I strongly approve of this element of the plan: “In order to preserve the integrity of the learned features, we ensured that the learned features were never used as part of the training procedure for the models.”
It’s kind of hard to do this in full generality, since you need to not only avoid training directly against the probes, but also avoid using the information from probes at all when selecting what to train on.
I’m more excited about the control safety case, but have a few nitpicks:
Developing a good elicitation strategy is indeed challenging.
I think it is pretty crucial to use real human red-teaming, especially if sandbagging (more specifically something like exploration hacking) is a concern.
It may be helpful to give the red team way more affordances than the untrusted model would actually have in deployment, and only remove affordances if defense becomes impossible. Some examples of extra affordances:
Letting the red team know the blue team’s exact strategy in order to search for the best response
Giving an untrusted model more unmonitored chain-of-thought / tool use / human assistance than it would actually have in deploymeent
Allowing human red-teamers to repeatedly attempt to bypass a monitor when in reality a scheming model might have to one-shot it
Figuring out exactly what extra affordances suffice to break the control protocol may also provide useful signal about where the protocol could be strengthened, and what capabilities need to be tested for going forward.
Eliciting capabilities from substantially superhuman models is a much harder problem, and is one of the main reasons I don’t expect control to suffice for a safety case well beyond human-level AI.
The space of strategies beyond trusted monitoring alone is pretty large. You mention untrusted monitoring, but there is also a broad space of strategies that include editing outputs with a trusted model, allocating more monitoring/auditing budget in certain situations, etc.
It is probably best to continually produce new honeypots throughout deployment.
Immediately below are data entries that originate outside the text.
PR #598, opened 2021-06-04
KDEV-1752: Async SessionStore API

alexanderfilipov:
The SessionStore interface should expose async functions in order to be more flexible for future implementations for various platforms.

### DIFF
--- a/packages/html5-sdk/src/sessionStore.ts
+++ b/packages/html5-sdk/src/sessionStore.ts
@@ -1,13 +1,13 @@
-export function get(key: string) {
+export async function get(key: string): Promise<string> {
   return window.localStorage.getItem(key);
 }
 
-export function set(key: string, session: string) {
+export async function set(key: string, session: string): Promise<boolean> {
   window.localStorage.setItem(key, session);
   return true;
 }
 
-export function remove(key: string): boolean {
+export async function remove(key: string): Promise<boolean> {
   window.localStorage.removeItem(key);
   return true;
 }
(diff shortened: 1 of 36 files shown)


packages/html5-sdk/src/sessionStore.ts
```diff
@@ -1,13 +1,13 @@
-export function get(key: string) {
+export async function get(key: string): Promise<string> {
```
DennyGD, line 1: I don't think that it returns necessarily a string, more like `Promise<any>`

packages/js-sdk/src/http/session.ts
```diff
@@ -20,54 +20,55 @@ export function getKey() {
   return `${getAppKey()}.active_user`;
 }
 
-export function getSession(): SessionObject | null {
-  const session = getStore().get(getKey());
+export async function getSession(): Promise<SessionObject> {
```
DennyGD, line 23: It seems that it still might return `null` instead of `SessionObject`

packages/js-sdk/src/http/session.ts
```diff
@@ -20,54 +20,55 @@ export function getKey() {
...
+export async function removeMFASessionToken(): Promise<boolean> {
   return getStore().remove(getMFAKey());
 }
 
 function getDeviceTokenKey(username: string): string {
   return `${getAppKey()}.${username}.device_token`;
 }
 
-export function getDeviceToken(username: string): string | undefined {
+export async function getDeviceToken(username: string): Promise<string> {
```
DennyGD, line 59: Won't it return `undefined` in case there's no device token found?

DennyGD (approved):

For instance, if untrusted models are being used to do lots of automated software engineering and research, likely requiring huge amounts of context, it will become more obvious to the model over time that it is in deployment.
Making new honeypots out of actual deployment settings, for instance by adding exploitable security flaws, may generally make it much harder for the model to tell when it is being tested.
I haven’t read the last safety case yet, but may have some thoughts on it later. I am most excited about control at the moment, in part due to concerns that interpretability won’t advance far enough to suffice for a safety case by the time we develop transformative AI.